» WORK ITEM
Gather all lines in the records below that include the word "aggregate".

----

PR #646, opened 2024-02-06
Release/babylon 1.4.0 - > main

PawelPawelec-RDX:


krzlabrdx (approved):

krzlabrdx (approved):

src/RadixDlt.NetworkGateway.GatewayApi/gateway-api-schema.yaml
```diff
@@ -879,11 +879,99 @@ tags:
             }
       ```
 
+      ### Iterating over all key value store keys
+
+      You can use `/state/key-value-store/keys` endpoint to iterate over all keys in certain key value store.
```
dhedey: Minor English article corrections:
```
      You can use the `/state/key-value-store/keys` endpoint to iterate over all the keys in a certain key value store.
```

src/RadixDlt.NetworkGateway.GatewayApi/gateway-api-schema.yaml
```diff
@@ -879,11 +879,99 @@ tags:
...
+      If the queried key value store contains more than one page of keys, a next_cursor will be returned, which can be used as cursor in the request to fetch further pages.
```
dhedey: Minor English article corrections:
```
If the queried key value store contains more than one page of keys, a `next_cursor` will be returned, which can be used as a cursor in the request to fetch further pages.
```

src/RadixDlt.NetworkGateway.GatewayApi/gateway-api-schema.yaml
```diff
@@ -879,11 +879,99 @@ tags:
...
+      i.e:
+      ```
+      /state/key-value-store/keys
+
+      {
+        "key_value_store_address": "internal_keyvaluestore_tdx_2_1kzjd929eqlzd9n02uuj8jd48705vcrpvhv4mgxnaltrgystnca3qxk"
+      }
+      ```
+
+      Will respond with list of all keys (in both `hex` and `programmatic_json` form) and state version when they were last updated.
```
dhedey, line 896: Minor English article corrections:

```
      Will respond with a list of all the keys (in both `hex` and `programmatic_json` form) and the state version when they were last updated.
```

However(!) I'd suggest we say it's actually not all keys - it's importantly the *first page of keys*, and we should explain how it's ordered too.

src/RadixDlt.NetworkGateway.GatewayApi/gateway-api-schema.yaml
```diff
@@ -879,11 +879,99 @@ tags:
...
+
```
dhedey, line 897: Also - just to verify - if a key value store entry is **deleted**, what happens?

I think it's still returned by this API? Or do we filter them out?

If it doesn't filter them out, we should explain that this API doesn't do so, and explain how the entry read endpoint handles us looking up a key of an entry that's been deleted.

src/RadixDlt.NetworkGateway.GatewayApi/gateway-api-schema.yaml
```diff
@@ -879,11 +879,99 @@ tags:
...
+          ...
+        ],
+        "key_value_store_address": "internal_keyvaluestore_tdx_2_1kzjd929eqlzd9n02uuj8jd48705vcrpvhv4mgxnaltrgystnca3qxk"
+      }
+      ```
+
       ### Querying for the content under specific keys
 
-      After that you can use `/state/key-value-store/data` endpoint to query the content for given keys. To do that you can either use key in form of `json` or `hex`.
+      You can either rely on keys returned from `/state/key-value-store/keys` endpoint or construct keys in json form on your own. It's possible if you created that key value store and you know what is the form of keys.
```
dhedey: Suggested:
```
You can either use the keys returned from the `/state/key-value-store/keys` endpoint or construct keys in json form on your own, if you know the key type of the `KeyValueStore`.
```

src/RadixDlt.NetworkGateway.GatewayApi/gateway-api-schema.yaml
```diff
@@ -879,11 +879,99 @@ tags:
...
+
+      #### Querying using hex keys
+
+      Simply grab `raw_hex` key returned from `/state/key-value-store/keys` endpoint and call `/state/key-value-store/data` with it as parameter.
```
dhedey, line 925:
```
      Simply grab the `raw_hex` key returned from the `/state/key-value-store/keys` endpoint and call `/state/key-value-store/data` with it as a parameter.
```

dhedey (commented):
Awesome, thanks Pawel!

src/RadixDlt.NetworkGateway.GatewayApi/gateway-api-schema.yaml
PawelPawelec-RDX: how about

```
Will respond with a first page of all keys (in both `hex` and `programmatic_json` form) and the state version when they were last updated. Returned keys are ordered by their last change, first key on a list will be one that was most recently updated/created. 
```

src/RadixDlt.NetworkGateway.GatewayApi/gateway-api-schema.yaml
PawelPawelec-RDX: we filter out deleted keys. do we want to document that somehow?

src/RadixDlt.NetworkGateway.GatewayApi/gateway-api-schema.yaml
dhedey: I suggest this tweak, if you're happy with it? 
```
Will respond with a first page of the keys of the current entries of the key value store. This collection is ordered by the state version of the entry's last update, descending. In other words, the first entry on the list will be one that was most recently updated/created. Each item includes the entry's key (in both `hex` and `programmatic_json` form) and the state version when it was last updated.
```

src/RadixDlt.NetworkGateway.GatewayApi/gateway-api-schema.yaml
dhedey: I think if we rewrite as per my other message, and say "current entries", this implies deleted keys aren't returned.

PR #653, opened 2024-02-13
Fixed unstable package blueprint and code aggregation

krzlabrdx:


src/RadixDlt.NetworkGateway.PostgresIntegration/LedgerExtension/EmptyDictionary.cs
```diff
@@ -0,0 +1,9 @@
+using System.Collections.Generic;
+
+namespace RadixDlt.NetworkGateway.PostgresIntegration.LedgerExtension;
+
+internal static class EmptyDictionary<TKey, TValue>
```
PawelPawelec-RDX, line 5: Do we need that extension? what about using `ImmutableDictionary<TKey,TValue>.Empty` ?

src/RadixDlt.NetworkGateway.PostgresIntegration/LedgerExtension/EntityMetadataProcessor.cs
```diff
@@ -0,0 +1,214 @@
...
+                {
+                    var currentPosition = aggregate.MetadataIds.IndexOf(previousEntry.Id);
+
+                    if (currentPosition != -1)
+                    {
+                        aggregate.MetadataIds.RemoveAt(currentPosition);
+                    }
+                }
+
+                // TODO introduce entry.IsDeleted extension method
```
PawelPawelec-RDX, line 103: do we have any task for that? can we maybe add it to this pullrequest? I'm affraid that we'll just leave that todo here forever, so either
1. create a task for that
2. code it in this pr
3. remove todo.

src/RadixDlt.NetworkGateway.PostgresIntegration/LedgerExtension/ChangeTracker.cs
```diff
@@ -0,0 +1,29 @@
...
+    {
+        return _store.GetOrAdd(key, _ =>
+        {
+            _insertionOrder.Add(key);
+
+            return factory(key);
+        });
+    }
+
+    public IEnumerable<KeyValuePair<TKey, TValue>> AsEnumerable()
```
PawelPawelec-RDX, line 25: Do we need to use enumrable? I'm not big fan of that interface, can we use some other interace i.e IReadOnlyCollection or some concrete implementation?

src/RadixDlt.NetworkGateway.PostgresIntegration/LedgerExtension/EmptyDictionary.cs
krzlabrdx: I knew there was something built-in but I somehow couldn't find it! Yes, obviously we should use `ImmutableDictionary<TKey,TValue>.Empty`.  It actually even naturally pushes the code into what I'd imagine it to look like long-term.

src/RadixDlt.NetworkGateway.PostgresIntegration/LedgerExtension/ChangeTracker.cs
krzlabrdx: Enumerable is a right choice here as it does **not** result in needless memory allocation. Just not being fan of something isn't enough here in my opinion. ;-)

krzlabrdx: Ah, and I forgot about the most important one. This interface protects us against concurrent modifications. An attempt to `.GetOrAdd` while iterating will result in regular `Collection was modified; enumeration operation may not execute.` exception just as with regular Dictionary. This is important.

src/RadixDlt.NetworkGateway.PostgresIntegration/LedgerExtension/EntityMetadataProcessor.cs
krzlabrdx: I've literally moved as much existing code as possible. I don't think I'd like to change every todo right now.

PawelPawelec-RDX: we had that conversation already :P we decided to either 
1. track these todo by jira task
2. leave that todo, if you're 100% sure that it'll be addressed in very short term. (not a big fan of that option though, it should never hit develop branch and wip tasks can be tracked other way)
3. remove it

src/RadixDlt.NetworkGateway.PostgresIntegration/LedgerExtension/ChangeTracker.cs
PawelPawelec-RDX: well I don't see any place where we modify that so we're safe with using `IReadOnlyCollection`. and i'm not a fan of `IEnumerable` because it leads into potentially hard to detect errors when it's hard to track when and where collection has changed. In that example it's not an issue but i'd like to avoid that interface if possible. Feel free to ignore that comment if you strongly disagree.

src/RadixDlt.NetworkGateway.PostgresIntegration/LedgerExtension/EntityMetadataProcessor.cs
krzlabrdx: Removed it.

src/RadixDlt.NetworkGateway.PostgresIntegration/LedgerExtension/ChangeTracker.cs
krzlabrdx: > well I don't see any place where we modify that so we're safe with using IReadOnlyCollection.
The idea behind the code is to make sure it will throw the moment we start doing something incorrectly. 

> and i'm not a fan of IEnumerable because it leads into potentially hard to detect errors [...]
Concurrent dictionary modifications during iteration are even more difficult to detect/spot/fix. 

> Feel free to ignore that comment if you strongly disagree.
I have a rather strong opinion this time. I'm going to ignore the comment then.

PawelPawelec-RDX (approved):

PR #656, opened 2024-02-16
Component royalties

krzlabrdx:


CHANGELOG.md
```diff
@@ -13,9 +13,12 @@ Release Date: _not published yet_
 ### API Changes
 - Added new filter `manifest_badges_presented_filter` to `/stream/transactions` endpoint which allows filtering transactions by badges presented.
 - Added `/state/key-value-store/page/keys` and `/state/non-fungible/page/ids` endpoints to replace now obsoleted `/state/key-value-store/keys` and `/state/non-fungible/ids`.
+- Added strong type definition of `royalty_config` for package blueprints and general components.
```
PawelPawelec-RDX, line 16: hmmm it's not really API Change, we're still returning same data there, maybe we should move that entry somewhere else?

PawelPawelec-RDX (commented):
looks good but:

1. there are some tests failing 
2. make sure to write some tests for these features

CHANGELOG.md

----

» WRITTEN SOLUTION
+                    var currentPosition = aggregate.MetadataIds.IndexOf(previousEntry.Id);
+                        aggregate.MetadataIds.RemoveAt(currentPosition);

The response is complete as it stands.